I have a query that performs a merge on an iceberg table, there is little data, around 4 million rows. However, every merge execution stops the query stating that it has reached the memory limit. I have already increased the execution machine to 128GB of RAM, but the error persists. What can I do to resolve this case?
I will send the query profile below.
a8bdae1a-7eca-42e5-b19f-7e3df568af67.zip (402,6,KB)
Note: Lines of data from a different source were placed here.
PR #1322, opened 2019-08-29
A few bug fixes in flaky-test-reporter

chaodaiG:
Fixing a few bugs with recent updates in flaky-test-reporter, this has been tested in dryrun mode and it worked

/cc @srinivashegde86

### DIFF
--- a/tools/flaky-test-reporter/github_issue.go
+++ b/tools/flaky-test-reporter/github_issue.go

The 2 main memory consumers are
05-04 HashJoin(condition=[AND(=($16, $34), =($17, $35))], joinType=[full])
and
09-03 HashJoin(condition=[=($0, $16)], joinType=[left]) :
Arethese joins expanding as they are Full outer and Left outer joins?
It`s a merge…
merge into
{{this.database}}.{{this.schema}}.{{this.table}} a
using
(
select
OEV_IDENTI_CURATED,
OEV_DATABT,
OEV_DATALT,
OEV_DATALT_PART,
OEV_DATCRI,
OEV_IDENTI,
OEV_OBSERV,
OEV_OCP_IDENTI,
OEV_PRGALT,
OEV_PRGCRI,
OEV_TIPEVE,
OEV_USUALT,
OEV_USUBDD,
OEV_USUCRI,
OWNER,
INGESTION_DATE
from
{{ ref('landing_twf_ocpeve') }}
) b
on
( b.OEV_IDENTI_CURATED = a.OEV_IDENTI_CURATED )
when matched then
update set *
when not matched then
insert *
Any update?
We are struggling with this until now …
I’ve tried to config dremio-env increasing memory, incresed coordinator ec2 config, increased engine ec2, increased number of nodes, enabled join.spill, but nothing works…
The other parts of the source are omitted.